WORK INSTRUCTIONS: Going line by line through the data below, how many lines contain the word "opened"? Give only the number.

Saved data entries
· · ·
PR #2885, opened 2025-07-01
feat: brief stats

capJavert:


src/entity/posts/BriefPost.ts
```diff
@@ -11,4 +11,7 @@ export class BriefPost extends Post {
 
   @Column({ nullable: true })
   readTime?: number;
+
+  @Column({ type: 'text', array: true, default: [] })
+  collectionSources: string[];
```
capJavert, line 16: Reusing collections sources column because graphorm already knows how to query each source data

src/integrations/feed/types.ts
```diff
@@ -135,24 +135,3 @@ export enum BriefingType {
 export enum BriefingModel {
   Default = 'ai_briefing',
 }
-
-// TODO feat-brief replace with schema
-export type UserBriefingRequest = {
-  userId: string;
-  frequency: BriefingType;
-  modelName: string;
-};
```
capJavert, line 144: Replaced with schema

src/common/typedPubsub.ts
```diff
@@ -139,11 +138,13 @@ export type PubSubSchema = {
     organizationId: Organization['id'];
     memberId: User['id'];
   };
-  'api.v1.brief-generate': UserBriefingRequest & {
+  'api.v1.brief-generate': {
+    payload: UserBriefingRequest;
```
capJavert, line 142: changing topic signature so we can extend easier, but its fine we are still not in prod

PR #2888, opened 2025-07-02
feat: return similar shared posts

omBratteng:
Return an array of similar public posts with the shared link.

### Jira ticket
AS-1163


src/schema/posts.ts
```diff
@@ -2437,7 +2439,13 @@ export const resolvers: IResolvers<unknown, BaseContext> = traceResolvers<
         return fetchLinkPreview(cleanUrl);
       }
 
-      return post;
+      const similarPosts = await ctx.con.getRepository(SharePost).find({
+        where: { sharedPostId: post.id, private: false },
```
AmarTrebinjac, line 2443: "Similar" post in this case just means the same post being shared other places? Its not a "you might also like" type of similar, correct?

AmarTrebinjac: In which case I think it would be more clear if they were called "reshared", "derivative", or some other keyword that signifies its the same post, just with potentially slightly different commentary

omBratteng: Yeah, it's just public shared posts with the same url

omBratteng: Renamed to `relatedPublicPosts`

capJavert (approved):
Use graphorm, other then that good to go 👍

src/schema/posts.ts
```diff
@@ -2437,7 +2439,13 @@ export const resolvers: IResolvers<unknown, BaseContext> = traceResolvers<
         return fetchLinkPreview(cleanUrl);
       }
 
-      return post;
+      const similarPosts = await ctx.con.getRepository(SharePost).find({
```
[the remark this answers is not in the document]
omBratteng: Probably good, will refactor to that

AmarTrebinjac (approved):

sshanzel:
Hi @TAT2k30, thank you for your support in using the app and your interest in helping fix issues. In case you are looking for things to work on, feel free to check our main repo and filter by `help-wanted` label. The link below should point you there.

https://github.com/dailydotdev/daily/issues?q=is%3Aissue%20state%3Aopen%20label%3A%22help%20wanted%22

We currently use [GitPod for development](https://gitpod.io/#https://github.com/dailydotdev/apps/) outside the team so you won't have to run it locally on your machine.

PR #2893, opened 2025-07-03
feat: brief crons

capJavert:
Support new digest type brief, it can be sent daily/weekly.

Brief generation running on bg workers still, we will monitor and move it to separate app if needed once number of subscriptions goes up to avoid changing infra too early.


src/workers/personalizedDigestEmail.ts
```diff
@@ -213,18 +218,34 @@ const digestTypeToFunctionMap: Record<
...
   },
 };
 
 const worker: Worker = workerToExperimentWorker({
   subscription: 'api.personalized-digest-email',
   handler: async (message, con, logger, pubsub, allocationClient) => {
-    if (process.env.NODE_ENV === 'development') {
-      return;
-    }
-
```
capJavert, line 227: Was not really needed since we have `enablePersonalizedDigest` env as well which disables the workers locally by defualt

src/common/personalizedDigest.ts
```diff
@@ -420,7 +420,7 @@ export const schedulePersonalizedDigestSubscriptions = async ({
 }: {
   queryBuilder: SelectQueryBuilder<UserPersonalizedDigest>;
   logger: FastifyBaseLogger;
-  sendType: UserPersonalizedDigestSendType;
+  sendType: UserPersonalizedDigestSendType[];
```
capJavert, line 423: just changing type so that we can support multiple sendTypes, for this function is just used for logging, so nothing breaking

src/workers/personalizedDigestEmail.ts
```diff
@@ -213,18 +218,50 @@ const digestTypeToFunctionMap: Record<
...
+
+          const post = entityManager.getRepository(BriefPost).create({
+            id: postId,
+            shortId: postId,
+            authorId: userId,
+            private: true,
+            visible: false,
+          });
+
+          await entityManager.getRepository(BriefPost).save(post);
```
omBratteng, line 240: what create and then save?

PR #3387, opened 2026-01-01
refactor: sanitize Brokkr response by filtering invalid locations in parseOpportunity function

idoshamun:


src/common/opportunity/parse.ts
```diff
@@ -199,9 +200,19 @@ export async function parseOpportunityWithBrokkr(
...
-    const parsedOpportunity = await opportunityCreateParseSchema.parseAsync(
-      result.opportunity,
-    );
+    // Sanitize Brokkr response - filter out invalid locations
+    const sanitizedOpportunity = {
+      ...result.opportunity,
+      location: Array.isArray(result.opportunity?.location)
+        ? result.opportunity.location.filter((loc: Location) => {
+            // Only keep locations with valid country
+            return loc?.country && loc.country.trim().length > 0;
```
capJavert: think actually we should look at those with iso2, since that one is actually important for process down the line

capJavert: should be both, gondul looks only at ISO so it can't do anything with country name

PR #3397, opened 2026-01-05
feat: support HTML content from WYSIWYG editor for job content

idoshamun:
## Summary
- Add sanitizeHtml function to sanitize HTML from rich text editor
- Add isHtmlContent helper to detect HTML vs markdown content
- Update renderOpportunityContent to handle both HTML (new) and markdown (legacy)

## Test plan
- [ ] Verify new HTML content is properly sanitized
- [ ] Verify legacy markdown content still renders correctly
- [ ] Check that dangerous HTML tags/attributes are stripped

### DIFF
--- a/__mocks__/isomorphic-dompurify.ts
+++ b/__mocks__/isomorphic-dompurify.ts
@@ -4,6 +4,12 @@ const DOMPurify = {
     // Simple mock that returns the input - actual sanitization not needed in tests
     return html;
   },
+  addHook: (): void => {
+    // No-op in tests
+  },
+  removeHook: (): void => {
+    // No-op in tests
+  },
 };
 
 export default DOMPurify;


src/common/markdown.ts
```diff
@@ -8,6 +9,27 @@ import { EntityTarget } from 'typeorm/common/EntityTarget';
...
+    ADD_ATTR: ['target', 'rel'],
+  }).replace(/<a /g, '<a target="_blank" rel="noopener nofollow" ');
+};
+
+/**
+ * Detects if content appears to be HTML (contains HTML tags)
+ */
+export const isHtmlContent = (content: string): boolean => {
+  // Check for common HTML tags used in rich text
+  return /<\/?(?:p|strong|em|ul|ol|li|a|br)[^>]*>/i.test(content);
```
capJavert: We should match open and closing tag as well, for example `<strong>whatever else I want here!!! ### ....`. 

Think HTML content should be always wrapped in a section or parent div. Also markdown can have mix of html links and images, for example github allows `` tag. We don't have to support it but somebody pasting markdown from github to us could false detect.

src/common/markdown.ts
```diff
@@ -8,6 +9,27 @@ import { EntityTarget } from 'typeorm/common/EntityTarget';
...
+ * Sanitizes HTML content, allowing only safe tags for rich text content.
+ * Used for opportunity content sections (WYSIWYG editor output).
+ */
+export const sanitizeHtml = (html: string): string => {
+  return DOMPurify.sanitize(html, {
+    ALLOWED_TAGS: ['p', 'strong', 'em', 'ul', 'ol', 'li', 'a', 'br'],
+    ALLOWED_ATTR: ['href', 'target', 'rel'],
+    // Force all links to open in new tab with nofollow
+    ADD_ATTR: ['target', 'rel'],
+  }).replace(/<a /g, '<a target="_blank" rel="noopener nofollow" ');
```
rebelchris: Doesn't this add double target/rel if that already exists?

idoshamun:
@claude we don't need to the markdown support for this feature anymore, so you can remove it from here

PR #3406, opened 2026-01-07
fix: plus sub updated race condition

capJavert:


capJavert:
@rebelchris made some changes to throw out status boolean and deduce from subscription status

rebelchris (approved):
Oh even better!

PR #3415, opened 2026-01-08
feat: dataset location continent

capJavert:
- add continent to DatasetLocation
- this is now used to match continent based locations as Europe
- refactored autocomplete to support continent matching
- added same indexes and updated unique checks to include continent
- updated opportunity preview handling to send just continent to gondul (this will make proper match)
- updated parsing to match and save based on continent (if only returned without country)
- made iso2, iso3 and country nullable to allow only continent dataset


capJavert:
@claude review again, addressed critical feedback, z.literal in zod supports array of values, check https://zod.dev/api?id=literals

capJavert:
@claude please update relevant AGENT.md files to make sure that project is using zod 4.x to avoid further confusion.

PR #3423, opened 2026-01-09
perf: add PostgreSQL performance flags for CI tests

idoshamun:
Add performance flags to the PostgreSQL container in CircleCI:
- fsync=off - Don't wait for writes to hit disk
- synchronous_commit=off - Don't wait for WAL flush
- full_page_writes=off - Skip extra safety writes
- max_connections=200 - Allow more connections

These are safe for tests since we don't need durability. Expected impact: 5-10% faster database writes.

Closes ENG-281

### DIFF
--- a/.circleci/config.yml
+++ b/.circleci/config.yml
@@ -28,6 +28,12 @@ jobs:
         environment:
           POSTGRES_DB: api_test
           POSTGRES_PASSWORD: 12345
+        command: >
+          postgres
+          -c fsync=off
+          -c synchronous_commit=off
+          -c full_page_writes=off
+          -c max_connections=200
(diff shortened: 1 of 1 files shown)


.circleci/config.yml
```diff
@@ -28,6 +28,12 @@ jobs:
         environment:
           POSTGRES_DB: api_test
           POSTGRES_PASSWORD: 12345
+        command: >
```
omBratteng: Also upgrade to psql 18!

omBratteng (approved):

.circleci/config.yml
idoshamun: good catch

PR #3427, opened 2026-01-11
feat: implement backwards compatibility for social links migration

idoshamun:
This commit implements full backwards compatibility for the flexible social links
migration, ensuring legacy social field columns continue to work while reading from
the new socialLinks JSONB column.

Changes:
- GraphQL (GraphORM): Added field resolvers for all 13 legacy social fields
  (twitter, github, linkedin, threads, roadmap, codepen, reddit, stackoverflow,
  youtube, bluesky, mastodon, hashnode, portfolio) that derive values from socialLinks
- Boot endpoint: Updated to read from socialLinks and populate legacy fields for
  backwards compatibility with older clients (especially browser extension)
- Common utilities: Moved extractHandleFromUrl to common/schema/socials.ts for
  code reuse across GraphQL and boot endpoint
- Tests: Added test to verify legacy fields are resolved from socialLinks, updated
  user fixtures to use socialLinks instead of legacy columns
- Dual-write: Maintained existing dual-write logic for mutations to ensure both
  socialLinks and legacy columns stay in sync when updates occur

This ensures the browser extension and other clients can continue using legacy fields
while the system internally reads from the new socialLinks column. Legacy columns can
be safely dropped in Phase 3 after all clients are updated.


rebelchris (approved):
seems valid enough

PR #3438, opened 2026-01-13
fix: anon user

rebelchris:


src/schema/opportunity.ts
```diff
@@ -1830,23 +1848,49 @@ export const resolvers: IResolvers<unknown, BaseContext> = traceResolvers<
...
+      const users = await ctx.con.getRepository(User).find({
+        where: { id: In(userIds) },
+        select: ['id', 'experienceLevel', 'flags'],
+      });
+
+      for (const user of users) {
+        const flags = (user.flags ?? {}) as Record<string, unknown>;
+        userContextMap.set(user.id, {
+          seniority: user.experienceLevel ?? null,
+          locationCountry: (flags.country as string) ?? null,
```
rebelchris: @claude I just realized country can be either this or from user_candidate_preference the latter should take priority, you can find some examples in the code already.

PR #3794, opened 2026-04-14
fix: ios logout issues

rebelchris:


capJavert (approved):

src/routes/boot.ts
```diff
@@ -925,12 +926,17 @@ export const getBootData = async (
...
-        ),
-      })) as BetterAuthSession | null;
+      const session = (await asyncRetry(
+        () =>
+          getBetterAuth().api.getSession({
+            headers: fromNodeHeaders(
+              req.headers as Record<string, string | string[] | undefined>,
+            ),
+          }),
+        { retries: 1, minTimeout: 50 },
```
idoshamun: why only one retry though?

rebelchris: We can do more but 2 tries in total seemed ok to catch edge-cases?

rebelchris:
```suggestion
        { retries: 3, minTimeout: 50 },
```

idoshamun: retries 1 means we will try only once and then stop, doesn't it?
it doesn't mean we will try once and then another time on failure. but maybe i'm wrong

idoshamun (approved):

src/routes/boot.ts
```diff
@@ -925,12 +926,17 @@ export const getBootData = async (
...
-        ),
-      })) as BetterAuthSession | null;
+      const session = (await asyncRetry(
+        () =>
+          getBetterAuth().api.getSession({
+            headers: fromNodeHeaders(
+              req.headers as Record<string, string | string[] | undefined>,
+            ),
+          }),
+        { retries: 3, minTimeout: 50 },
```
idoshamun:
```suggestion
        { retries: 3 },
```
· · ·
COMPLETED EXERCISE: 11